── Excerpted data

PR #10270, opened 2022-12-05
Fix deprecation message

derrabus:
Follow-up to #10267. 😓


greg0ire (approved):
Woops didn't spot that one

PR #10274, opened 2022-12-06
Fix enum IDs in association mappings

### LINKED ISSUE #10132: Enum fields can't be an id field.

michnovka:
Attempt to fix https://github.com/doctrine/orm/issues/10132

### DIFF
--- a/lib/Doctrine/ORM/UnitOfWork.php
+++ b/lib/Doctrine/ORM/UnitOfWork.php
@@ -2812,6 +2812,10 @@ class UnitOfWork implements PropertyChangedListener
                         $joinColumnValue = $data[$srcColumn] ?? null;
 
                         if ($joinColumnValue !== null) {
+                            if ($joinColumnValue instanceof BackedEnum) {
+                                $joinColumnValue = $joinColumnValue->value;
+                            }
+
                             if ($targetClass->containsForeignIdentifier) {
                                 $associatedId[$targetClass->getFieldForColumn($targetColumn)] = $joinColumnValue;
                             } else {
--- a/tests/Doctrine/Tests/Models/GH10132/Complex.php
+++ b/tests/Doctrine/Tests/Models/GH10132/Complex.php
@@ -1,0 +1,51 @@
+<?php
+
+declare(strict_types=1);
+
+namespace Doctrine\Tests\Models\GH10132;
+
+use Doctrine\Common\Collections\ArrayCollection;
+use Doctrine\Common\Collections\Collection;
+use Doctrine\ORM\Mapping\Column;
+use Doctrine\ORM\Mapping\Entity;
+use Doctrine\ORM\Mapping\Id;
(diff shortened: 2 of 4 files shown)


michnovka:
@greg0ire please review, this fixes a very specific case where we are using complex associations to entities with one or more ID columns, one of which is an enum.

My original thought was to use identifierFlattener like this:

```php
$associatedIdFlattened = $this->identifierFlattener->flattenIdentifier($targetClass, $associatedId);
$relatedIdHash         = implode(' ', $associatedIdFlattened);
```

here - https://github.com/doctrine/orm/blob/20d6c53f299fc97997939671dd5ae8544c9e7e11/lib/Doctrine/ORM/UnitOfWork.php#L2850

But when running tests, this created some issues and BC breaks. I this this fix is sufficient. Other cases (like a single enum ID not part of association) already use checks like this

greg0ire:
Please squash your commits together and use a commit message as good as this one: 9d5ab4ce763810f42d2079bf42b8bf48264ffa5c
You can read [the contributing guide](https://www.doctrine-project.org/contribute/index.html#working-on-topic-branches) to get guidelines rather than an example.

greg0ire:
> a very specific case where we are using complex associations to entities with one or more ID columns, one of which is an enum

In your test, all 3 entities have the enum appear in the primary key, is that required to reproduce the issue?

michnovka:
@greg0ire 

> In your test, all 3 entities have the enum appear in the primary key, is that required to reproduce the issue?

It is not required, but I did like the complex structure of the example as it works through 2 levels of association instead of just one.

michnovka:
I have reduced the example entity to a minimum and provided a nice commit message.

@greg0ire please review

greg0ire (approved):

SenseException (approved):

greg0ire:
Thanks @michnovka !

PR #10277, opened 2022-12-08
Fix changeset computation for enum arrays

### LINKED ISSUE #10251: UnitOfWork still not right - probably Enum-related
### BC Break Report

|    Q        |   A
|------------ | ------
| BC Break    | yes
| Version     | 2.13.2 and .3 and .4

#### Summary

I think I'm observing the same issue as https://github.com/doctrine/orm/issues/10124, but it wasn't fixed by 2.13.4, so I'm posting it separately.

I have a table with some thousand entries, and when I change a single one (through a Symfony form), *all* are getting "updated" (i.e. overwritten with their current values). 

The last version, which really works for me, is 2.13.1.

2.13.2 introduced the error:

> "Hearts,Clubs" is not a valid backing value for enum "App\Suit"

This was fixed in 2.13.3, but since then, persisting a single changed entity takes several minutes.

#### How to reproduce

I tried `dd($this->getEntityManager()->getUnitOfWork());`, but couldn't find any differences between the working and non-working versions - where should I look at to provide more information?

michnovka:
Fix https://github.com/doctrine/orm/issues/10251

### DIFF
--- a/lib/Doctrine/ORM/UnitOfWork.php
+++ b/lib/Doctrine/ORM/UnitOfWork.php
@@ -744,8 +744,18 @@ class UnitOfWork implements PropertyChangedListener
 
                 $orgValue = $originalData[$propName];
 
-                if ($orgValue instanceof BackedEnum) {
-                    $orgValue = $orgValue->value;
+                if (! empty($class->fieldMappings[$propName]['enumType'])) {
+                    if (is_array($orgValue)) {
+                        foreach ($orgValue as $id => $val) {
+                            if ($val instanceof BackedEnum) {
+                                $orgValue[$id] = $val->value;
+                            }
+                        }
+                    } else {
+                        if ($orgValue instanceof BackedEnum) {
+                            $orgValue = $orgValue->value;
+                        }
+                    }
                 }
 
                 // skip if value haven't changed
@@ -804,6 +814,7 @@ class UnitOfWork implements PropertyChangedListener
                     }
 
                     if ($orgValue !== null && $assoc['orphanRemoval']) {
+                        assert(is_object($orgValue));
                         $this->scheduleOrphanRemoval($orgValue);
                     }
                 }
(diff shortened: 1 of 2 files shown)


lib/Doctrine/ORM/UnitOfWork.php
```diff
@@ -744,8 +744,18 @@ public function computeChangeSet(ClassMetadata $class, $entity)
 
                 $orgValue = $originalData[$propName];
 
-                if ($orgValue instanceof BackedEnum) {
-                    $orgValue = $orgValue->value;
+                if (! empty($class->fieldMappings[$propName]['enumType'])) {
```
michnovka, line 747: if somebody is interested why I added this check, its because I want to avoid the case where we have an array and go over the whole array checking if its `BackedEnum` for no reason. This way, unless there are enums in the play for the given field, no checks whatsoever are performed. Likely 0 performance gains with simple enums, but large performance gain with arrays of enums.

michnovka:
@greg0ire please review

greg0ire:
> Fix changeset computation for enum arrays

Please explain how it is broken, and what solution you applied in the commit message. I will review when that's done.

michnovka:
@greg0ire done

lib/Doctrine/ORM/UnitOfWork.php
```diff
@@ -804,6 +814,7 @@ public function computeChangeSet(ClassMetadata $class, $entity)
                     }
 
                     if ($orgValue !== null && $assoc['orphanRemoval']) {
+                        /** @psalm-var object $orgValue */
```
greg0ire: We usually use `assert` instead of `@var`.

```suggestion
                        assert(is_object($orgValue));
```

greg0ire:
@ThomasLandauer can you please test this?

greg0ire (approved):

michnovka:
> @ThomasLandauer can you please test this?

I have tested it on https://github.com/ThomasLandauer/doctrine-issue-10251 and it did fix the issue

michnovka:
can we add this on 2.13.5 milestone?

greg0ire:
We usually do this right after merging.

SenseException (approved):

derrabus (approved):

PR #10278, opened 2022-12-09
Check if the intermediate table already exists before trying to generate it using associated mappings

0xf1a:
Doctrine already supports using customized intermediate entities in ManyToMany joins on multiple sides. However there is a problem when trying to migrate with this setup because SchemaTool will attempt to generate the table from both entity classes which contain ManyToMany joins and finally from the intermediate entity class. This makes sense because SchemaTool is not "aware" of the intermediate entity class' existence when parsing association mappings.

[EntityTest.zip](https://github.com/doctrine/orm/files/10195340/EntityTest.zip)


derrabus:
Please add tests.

────
── Excerpted data

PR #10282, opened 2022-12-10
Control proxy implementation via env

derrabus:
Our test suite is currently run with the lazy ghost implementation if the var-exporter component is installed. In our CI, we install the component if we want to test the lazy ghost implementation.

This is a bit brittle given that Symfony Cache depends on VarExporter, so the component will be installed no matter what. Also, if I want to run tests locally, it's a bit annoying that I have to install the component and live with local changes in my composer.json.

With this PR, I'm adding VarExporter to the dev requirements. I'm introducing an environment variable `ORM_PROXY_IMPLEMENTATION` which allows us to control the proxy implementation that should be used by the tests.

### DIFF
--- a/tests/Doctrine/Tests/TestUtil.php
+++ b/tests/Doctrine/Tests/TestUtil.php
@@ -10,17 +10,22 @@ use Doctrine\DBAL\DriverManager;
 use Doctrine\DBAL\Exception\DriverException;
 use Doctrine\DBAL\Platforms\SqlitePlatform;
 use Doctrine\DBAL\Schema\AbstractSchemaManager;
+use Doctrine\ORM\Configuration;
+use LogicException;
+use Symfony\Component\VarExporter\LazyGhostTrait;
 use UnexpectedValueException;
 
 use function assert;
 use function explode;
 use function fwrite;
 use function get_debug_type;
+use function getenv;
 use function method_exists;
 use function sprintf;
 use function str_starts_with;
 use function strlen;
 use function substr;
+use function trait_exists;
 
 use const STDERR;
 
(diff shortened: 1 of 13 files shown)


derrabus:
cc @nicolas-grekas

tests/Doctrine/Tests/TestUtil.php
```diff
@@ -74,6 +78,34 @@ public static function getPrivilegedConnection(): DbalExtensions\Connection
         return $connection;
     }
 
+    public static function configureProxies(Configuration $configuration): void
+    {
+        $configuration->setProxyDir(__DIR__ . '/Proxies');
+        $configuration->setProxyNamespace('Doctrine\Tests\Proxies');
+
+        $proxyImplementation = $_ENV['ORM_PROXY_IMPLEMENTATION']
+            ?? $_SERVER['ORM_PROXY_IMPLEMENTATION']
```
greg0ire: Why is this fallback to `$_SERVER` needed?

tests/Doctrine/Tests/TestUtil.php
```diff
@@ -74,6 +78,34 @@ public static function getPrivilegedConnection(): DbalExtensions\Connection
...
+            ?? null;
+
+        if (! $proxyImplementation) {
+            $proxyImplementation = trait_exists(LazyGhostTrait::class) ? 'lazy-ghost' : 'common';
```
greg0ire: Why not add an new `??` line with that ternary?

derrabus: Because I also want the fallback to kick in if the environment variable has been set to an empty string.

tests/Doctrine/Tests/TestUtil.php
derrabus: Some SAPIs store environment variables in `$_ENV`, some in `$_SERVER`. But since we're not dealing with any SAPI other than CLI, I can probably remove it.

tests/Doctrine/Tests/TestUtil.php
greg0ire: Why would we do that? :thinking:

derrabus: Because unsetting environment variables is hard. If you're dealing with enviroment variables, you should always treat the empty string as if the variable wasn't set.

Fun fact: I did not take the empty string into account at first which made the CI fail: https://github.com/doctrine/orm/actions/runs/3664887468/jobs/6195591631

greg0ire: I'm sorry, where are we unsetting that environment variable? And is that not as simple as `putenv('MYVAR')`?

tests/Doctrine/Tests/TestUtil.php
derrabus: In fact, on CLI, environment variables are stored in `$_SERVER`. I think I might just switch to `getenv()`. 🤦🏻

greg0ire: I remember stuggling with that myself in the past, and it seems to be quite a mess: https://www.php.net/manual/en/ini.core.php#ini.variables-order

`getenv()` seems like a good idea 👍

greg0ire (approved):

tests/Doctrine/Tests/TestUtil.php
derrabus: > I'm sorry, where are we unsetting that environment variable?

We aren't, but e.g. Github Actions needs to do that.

────
── Excerpted data

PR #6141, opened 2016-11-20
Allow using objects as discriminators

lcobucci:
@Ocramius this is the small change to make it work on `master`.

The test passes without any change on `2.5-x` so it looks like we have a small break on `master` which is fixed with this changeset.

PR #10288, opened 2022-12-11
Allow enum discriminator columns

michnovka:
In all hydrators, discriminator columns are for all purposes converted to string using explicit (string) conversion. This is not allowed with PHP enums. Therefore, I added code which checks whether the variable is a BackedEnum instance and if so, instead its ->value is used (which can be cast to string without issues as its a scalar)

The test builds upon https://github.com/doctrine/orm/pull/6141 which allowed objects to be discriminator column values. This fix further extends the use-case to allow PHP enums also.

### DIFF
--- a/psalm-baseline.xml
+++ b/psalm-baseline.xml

────

Assigned task:
In the records above, find the line with "PR #10282, opened 2022-12-10"; write out exactly that line and each one after it, stopping after the line with "Our test suite".

Task answer:
PR #10282, opened 2022-12-10
Control proxy implementation via env

derrabus:
Our test suite is currently run with the lazy ghost implementation if the var-exporter component is installed. In our CI, we install the component if we want to test the lazy ghost implementation.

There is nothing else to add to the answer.